Supplied entries: Begin

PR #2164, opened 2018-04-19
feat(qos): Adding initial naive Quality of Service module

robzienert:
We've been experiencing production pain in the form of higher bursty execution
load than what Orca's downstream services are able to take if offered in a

Supplied entries: End

- The task -
Repeat, exactly as they stand, the line that contains "feat(qos): Adding initial" and all the lines after it in the data above.

- Answer section -
feat(qos): Adding initial naive Quality of Service module

robzienert:
We've been experiencing production pain in the form of higher bursty execution
load than what Orca's downstream services are able to take if offered in a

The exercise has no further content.